*BRIEF*:
Of the lines in the data below, count the ones holding the string "utils", and answer with that number only.

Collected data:
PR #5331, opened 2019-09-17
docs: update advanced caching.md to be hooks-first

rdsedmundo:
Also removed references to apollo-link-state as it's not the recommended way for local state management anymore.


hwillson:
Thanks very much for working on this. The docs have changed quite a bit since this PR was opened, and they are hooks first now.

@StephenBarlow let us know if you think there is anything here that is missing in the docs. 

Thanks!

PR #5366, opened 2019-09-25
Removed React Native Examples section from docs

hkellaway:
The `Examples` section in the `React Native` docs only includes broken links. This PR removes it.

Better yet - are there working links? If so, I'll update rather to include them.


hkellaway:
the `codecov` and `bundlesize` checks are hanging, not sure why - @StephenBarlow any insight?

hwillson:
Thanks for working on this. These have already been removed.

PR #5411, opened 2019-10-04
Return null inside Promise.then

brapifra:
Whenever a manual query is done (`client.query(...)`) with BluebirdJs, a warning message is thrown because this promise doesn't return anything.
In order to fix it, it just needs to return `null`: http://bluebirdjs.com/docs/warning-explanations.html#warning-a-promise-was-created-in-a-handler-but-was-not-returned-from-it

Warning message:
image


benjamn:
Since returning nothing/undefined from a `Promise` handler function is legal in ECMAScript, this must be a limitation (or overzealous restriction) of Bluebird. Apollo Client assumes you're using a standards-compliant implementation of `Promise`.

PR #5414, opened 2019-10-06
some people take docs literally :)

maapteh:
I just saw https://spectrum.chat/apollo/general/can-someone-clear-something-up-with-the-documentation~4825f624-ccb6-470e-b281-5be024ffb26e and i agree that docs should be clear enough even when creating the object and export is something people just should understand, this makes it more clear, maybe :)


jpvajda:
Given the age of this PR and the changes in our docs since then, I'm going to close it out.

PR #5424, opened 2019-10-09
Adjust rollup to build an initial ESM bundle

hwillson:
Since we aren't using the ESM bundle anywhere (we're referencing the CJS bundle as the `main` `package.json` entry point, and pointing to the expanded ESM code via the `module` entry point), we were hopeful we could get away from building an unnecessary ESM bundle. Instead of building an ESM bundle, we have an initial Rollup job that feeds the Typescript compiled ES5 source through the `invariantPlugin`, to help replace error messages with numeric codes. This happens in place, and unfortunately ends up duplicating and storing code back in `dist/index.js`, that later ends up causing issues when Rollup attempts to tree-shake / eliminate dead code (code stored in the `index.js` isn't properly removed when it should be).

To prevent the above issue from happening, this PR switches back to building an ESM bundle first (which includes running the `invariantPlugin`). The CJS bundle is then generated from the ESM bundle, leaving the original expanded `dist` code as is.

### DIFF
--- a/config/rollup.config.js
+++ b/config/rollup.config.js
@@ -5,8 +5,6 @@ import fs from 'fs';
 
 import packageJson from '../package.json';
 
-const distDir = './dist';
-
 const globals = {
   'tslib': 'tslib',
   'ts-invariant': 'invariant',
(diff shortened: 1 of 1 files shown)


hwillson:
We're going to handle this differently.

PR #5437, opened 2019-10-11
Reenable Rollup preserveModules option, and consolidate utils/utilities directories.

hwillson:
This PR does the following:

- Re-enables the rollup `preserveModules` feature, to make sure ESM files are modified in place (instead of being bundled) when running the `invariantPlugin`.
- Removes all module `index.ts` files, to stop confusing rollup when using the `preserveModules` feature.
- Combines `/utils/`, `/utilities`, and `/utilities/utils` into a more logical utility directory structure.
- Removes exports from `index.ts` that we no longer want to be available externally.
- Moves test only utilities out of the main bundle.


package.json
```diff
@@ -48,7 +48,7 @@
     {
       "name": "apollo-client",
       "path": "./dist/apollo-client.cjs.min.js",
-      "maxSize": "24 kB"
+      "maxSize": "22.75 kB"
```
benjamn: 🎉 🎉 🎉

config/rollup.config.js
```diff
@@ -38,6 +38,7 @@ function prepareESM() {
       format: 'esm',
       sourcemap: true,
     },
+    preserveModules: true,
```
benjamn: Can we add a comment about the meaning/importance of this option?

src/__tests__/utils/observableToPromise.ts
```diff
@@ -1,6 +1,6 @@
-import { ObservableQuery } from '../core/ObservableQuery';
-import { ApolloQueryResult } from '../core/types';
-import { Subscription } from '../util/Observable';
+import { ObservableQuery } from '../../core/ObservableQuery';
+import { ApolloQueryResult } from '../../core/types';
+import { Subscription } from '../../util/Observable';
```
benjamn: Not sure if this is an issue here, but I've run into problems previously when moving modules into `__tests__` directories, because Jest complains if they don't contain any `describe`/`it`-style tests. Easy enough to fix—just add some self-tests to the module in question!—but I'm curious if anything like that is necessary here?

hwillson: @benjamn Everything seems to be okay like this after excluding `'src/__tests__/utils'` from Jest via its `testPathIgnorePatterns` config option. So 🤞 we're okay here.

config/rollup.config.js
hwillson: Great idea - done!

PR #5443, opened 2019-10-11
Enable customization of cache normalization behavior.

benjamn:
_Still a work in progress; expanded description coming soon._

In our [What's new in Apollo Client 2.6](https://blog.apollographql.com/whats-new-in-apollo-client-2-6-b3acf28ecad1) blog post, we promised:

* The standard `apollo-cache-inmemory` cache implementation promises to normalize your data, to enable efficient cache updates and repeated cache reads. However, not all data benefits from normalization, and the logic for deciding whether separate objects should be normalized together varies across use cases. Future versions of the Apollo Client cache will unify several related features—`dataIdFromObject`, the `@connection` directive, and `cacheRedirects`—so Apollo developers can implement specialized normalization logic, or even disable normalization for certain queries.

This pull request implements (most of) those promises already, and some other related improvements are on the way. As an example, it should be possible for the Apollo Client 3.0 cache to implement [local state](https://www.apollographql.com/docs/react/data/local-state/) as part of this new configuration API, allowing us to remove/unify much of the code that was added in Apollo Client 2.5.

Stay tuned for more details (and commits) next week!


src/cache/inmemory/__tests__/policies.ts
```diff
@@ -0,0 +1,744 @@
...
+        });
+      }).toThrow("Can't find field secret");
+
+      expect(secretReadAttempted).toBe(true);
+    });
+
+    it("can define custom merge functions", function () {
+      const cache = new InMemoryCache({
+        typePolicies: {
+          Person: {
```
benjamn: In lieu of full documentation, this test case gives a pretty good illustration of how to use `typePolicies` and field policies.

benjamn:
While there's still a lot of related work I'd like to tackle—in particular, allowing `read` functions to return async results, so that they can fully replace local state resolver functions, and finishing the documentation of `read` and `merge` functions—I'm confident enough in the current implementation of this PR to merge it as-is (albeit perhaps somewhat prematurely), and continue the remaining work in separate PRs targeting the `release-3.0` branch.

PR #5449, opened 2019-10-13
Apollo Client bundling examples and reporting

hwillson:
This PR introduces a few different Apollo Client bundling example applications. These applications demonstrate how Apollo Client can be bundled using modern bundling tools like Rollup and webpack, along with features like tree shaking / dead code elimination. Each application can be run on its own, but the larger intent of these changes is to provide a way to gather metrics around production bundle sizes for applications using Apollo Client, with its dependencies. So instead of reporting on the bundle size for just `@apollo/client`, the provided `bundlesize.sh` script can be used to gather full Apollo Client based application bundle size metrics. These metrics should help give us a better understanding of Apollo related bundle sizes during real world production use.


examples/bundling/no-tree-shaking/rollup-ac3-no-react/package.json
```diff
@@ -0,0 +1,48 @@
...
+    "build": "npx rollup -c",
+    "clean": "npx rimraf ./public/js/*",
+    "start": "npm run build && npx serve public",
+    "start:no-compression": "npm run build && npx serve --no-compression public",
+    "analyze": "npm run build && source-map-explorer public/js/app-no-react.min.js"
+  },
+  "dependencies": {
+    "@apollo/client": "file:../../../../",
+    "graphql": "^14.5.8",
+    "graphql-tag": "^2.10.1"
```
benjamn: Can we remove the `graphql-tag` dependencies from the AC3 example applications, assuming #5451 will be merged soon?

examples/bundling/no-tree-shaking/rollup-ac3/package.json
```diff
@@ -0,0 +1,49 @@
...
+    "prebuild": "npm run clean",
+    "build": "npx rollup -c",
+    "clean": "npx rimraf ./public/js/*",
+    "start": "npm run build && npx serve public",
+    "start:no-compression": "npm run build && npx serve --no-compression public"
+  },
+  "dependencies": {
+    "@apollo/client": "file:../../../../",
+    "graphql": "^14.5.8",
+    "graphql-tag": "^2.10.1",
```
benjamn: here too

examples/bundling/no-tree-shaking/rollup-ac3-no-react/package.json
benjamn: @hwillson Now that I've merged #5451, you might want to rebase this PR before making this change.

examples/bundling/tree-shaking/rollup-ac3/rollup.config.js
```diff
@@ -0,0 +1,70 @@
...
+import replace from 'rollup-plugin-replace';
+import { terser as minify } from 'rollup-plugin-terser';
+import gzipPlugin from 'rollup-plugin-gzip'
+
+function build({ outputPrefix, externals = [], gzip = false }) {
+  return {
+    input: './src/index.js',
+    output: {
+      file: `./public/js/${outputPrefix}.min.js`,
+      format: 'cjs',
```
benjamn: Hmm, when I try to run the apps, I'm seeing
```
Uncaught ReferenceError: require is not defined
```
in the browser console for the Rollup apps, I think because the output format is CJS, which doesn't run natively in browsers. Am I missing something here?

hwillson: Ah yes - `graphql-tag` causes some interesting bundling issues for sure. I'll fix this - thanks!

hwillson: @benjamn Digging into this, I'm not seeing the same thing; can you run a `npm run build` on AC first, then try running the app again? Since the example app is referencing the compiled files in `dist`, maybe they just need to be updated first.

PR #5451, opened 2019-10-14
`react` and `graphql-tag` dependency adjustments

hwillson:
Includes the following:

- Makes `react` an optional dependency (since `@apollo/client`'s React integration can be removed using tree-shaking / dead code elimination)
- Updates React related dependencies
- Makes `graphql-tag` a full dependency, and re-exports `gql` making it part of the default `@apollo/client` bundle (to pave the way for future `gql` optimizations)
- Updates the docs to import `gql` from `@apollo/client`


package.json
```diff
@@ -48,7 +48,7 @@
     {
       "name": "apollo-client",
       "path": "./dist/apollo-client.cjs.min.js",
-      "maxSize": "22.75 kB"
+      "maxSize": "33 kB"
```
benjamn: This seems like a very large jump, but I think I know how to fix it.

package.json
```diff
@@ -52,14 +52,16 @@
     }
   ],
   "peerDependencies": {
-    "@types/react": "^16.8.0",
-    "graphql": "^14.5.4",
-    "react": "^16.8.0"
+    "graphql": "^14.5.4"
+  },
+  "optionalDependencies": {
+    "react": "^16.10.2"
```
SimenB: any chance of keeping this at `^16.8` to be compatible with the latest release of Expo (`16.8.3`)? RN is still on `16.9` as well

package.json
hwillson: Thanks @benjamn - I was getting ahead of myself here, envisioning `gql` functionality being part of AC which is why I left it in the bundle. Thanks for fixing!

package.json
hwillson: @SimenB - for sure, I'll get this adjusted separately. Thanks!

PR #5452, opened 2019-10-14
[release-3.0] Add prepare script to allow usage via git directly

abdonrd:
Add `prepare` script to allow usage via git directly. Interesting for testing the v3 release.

*ANSWER BOX*:
4